MOVIMIENTO
Elementos Básicos – Del Agua
Alejandro
Luque (2010)
El
Hotel de Inmigrantes está atestado de gente que ha llegado días atrás y que
espera le asignen un destino, un pedazo de tierra. Y también apesta, porque
esas personas que vienen de distintos lugares de una Europa empobrecida y saqueada,
y que apenas si saben cómo escribir sus nombres y, aún menos, hacérselos
entender a los aduaneros, están alojados en un hotel administrativo. Más allá
de las paredes de ladrillos se encuentra Argentina, América. Pero esas paredes
que delimitan el hangar a un costado del puerto de Buenos Aires, con sus
ventanales demasiado altos como para confirmar de un vistazo la promesa del inmenso
y pujante mundo nuevo que dará el alimento y el cobijo a quien quiera
aventurarse, son por varios días el único paisaje posible para estos refugiados
que han escapado de una realidad de miseria y exclusión.
Visto
desde la ventanilla, el aeropuerto de Roissy parecía un monstruo dispuesto a
engullir los aviones con todo su contenido. Llovía y el asfalto de la pista
reflejaba los objetos de la misma manera que al otro lado del mundo. Sin
embargo, la excitación y el miedo a lo desconocido transformaban las imágenes
empapadas que mis sentidos aprehendían en paisajes con un brillo diferente. En
la Aduana me retuvieron una hora hasta que alguien logró entender que era un
estudiante con beca y que por eso no tenía un billete de vuelta ni visa de long séjour. El rigor de una lengua que
no es la de uno y que se desconoce produce un aislamiento y una desprotección
difíciles de describir. Uno llega a una tierra que no es la suya con un
pasaporte que debiera ser el único válido: la intención profunda y la
convicción de venir a quedarse para crecer. Pero aún para crecer se necesitan papeles
y certificados. Cuando comprobaron que los tenía, me abrieron la puerta y entré
en Europa.
Marcel
tiene catorce años cuando sus ojos recorren el yermo de una pampa
incomprensiblemente plana, verde y atiborrada de un humus que sólo conoció en
su tierra por la escasez. El tío Jean-Pierre marca con una rama seca de ombú un
rectángulo donde levantarán las cuatro paredes de adobe y el techo que los
cobijará. Marcel pregunta por los pies de viña pero le muestran semillas de
maíz y brotes de papa. En ese momento comienza a reconocer el límite de sus
palabras y las ahorrará por el resto de su vida. Las paredes de adobe se
transforman en muros de ladrillo, y aprende a ponerle límites a su pedazo de
tierra. Se casa con Berta por esa Francia que también bulle en su sangre y por
ser la vecina más cercana. Casi enseguida nace la primera de sus once hijas y muere
el tío. Marcel labora la tierra, hace milagros que el propio milagro de ese
suelo permite. Berta cría a los argentinos con consomés, revueltos de verdura, guisos
de carne y a fuerza de ropa reciclada. La familia comienza a arraigarse.
Los
estudios trajeron conceptos nuevos y nuevos amores. Mientras mis hormonas se
equilibraban en esa edad que antecede a la de la razón, yo empezaba a atisbar
los códigos de aquella cultura que, con seguridad, me serán siempre
inalcanzables. Supe que el “mi mamá me mima, mi mamá me ama” no era literal ni
fundamentalmente universal. Llegué a preguntarme por qué solemos usar el “no”
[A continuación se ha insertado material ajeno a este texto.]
PR #652, opened 2022-05-27
Fix contract originated address

renatoalencar:
## Problem

Contract origination is using the  hash of the `User_operation`, which is the same for the same `sender * code * storage` triple. The would make possible to overwrite a contract's storage with it's initial value, also making not possible for an implicit account to have multiple contracts with same initial state.

## Solution

Use the protocol operation hash instead, which depends on stuff like block height and nonce. Also adds an endpoint for making possible to test it.

### DIFF
--- a/src/core_deku/state.ml
+++ b/src/core_deku/state.ml
@@ -35,9 +35,9 @@ let apply_tezos_operation t tezos_operation =
   let { tezos_operation_hash = _; internal_operations } = payload in
   List.fold_left apply_internal_operation t internal_operations
 
-let apply_user_operation t user_operation =
+let apply_user_operation t operation_hash user_operation =
   let open User_operation in
-  let { source; initial_operation; hash } = user_operation in
+  let { source; initial_operation; hash = _ } = user_operation in
   let { ledger; contract_storage } = t in
   match initial_operation with
   | Transaction { destination; amount; ticket } ->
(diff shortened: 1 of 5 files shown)


src/bin/deku_node.ml
```diff
@@ -158,6 +158,23 @@ let handle_ticket_balance =
       let amount = Flows.request_ticket_balance state ~ticket ~address in
       Ok { amount })
 
+(* POST /get-storage *)
```
d4hines, line 161: This additional endpoint seems unrelated to the goal of the PR. I also don't think we want to expose Core_deku state via the Deku node since this conflicts with the architecture design of Deku p (potentially). See #535.

d4hines (changes requested):

src/core_deku/state.ml
```diff
@@ -97,9 +97,9 @@ let apply_user_operation t user_operation =
...
 
-let apply_user_operation t user_operation =
-  match apply_user_operation t user_operation with
+let apply_user_operation t hash user_operation =
+  match apply_user_operation t hash user_operation with
   | Ok (t, receipt) -> (t, receipt)
   (* TODO: use this erros for something *)
   | Error (`Origination_error _ | `Invocation_error _) -> (t, None)
-  | Error `Not_enough_funds -> (t, None)
+  | Error (`Insufficient_funds | `Not_enough_funds) -> (t, None)
```
d4hines, line 105: Looks like we added an extra error here? `Insufficient` is synonym to `Not_enough` so we ought not have both.

renatoalencar: Sorry, I was tricked by my local environment mentioning the `this pattern is not exhaustive error`. Fixed.

d4hines (approved):
LGTM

en nuestras respuestas, aun para afirmar. Y sin terminar de creer que el sexo
es el lenguaje unívoco, me dejé amar en francés y, en el mismo idioma,
retribuí. Terminé mis estudios y decidí quedarme en tierras galas a falta de
otras posibilidades. El mundo me mostró su rostro previsible de complejidad en la
repetición de desarraigos locales y desamores. La historia me regresaba en sus
caprichos congénitos.
Marcel
ya tiene la anciana edad de cincuenta como para continuar en este mundo que da
más al que se las rebusca mejor. Las leyes del hombre nuevo, sin echarlo de su
terruño, lo transforman en peón. Muere poco después, antes del matrimonio de su
cuarta hija. Berta llega a acompañar a tres de sus nietos al altar. Se apaga en
una casa que ya no existe en los rincones de un pueblito olvidado donde la entierran
junto a su marido Marcel. Uno de sus bisnietos llevará flores al cementerio y
limpiará innumerables veces las inscripciones de la tumba. En una de ellas
leerá por primera vez la palabra merci.
La familia se disemina por todo el país acomodándose en los nichos que va
encontrando. La muerte intenta eliminarla pero no llega a perpetrar más que un
saqueo superficial.
La vida quiso verme caminando sobre las huellas de mi bisabuelo. Hoy,
parado frente a una iglesia casi en ruinas a la que seguramente su madre lo
habrá traído muchos domingos, lo busco. Te busco. Me busco. Me pregunto si
llegaré a ser parte de todo esto. Si esta promesa de mi futuro a más de cien
años de distancia de la tuya es por fin real. Decidir irse. Decidir quedarse.
Abandonar sueños desperdigados por todos lados para construir nuevos. Desde
cero, desde la nada que implica llegar a lo desconocido. Mirar hacia atrás y
ver la obra más importante que tus sueños edificaron del otro lado. Sí, allá y
entonces, la gran familia a la que pertenezco. Aquí y ahora, esa gente que
cruzo. Ese “Bonjour !” que escucho sabiendo que deberá
transformase en la base inapelable de mi nuevo código de vida. Pienso en cómo
habrá sido para vos. En qué pensaste parado frente al lugar que ibas a habitar.
¿Estabas acompañado? O solo, como estoy yo ahora , intentando crear un nuevo
sueño en estas, tus tierras. Estás en mi memoria. Soy la memoria de dos
Atlánticos que te vuelve.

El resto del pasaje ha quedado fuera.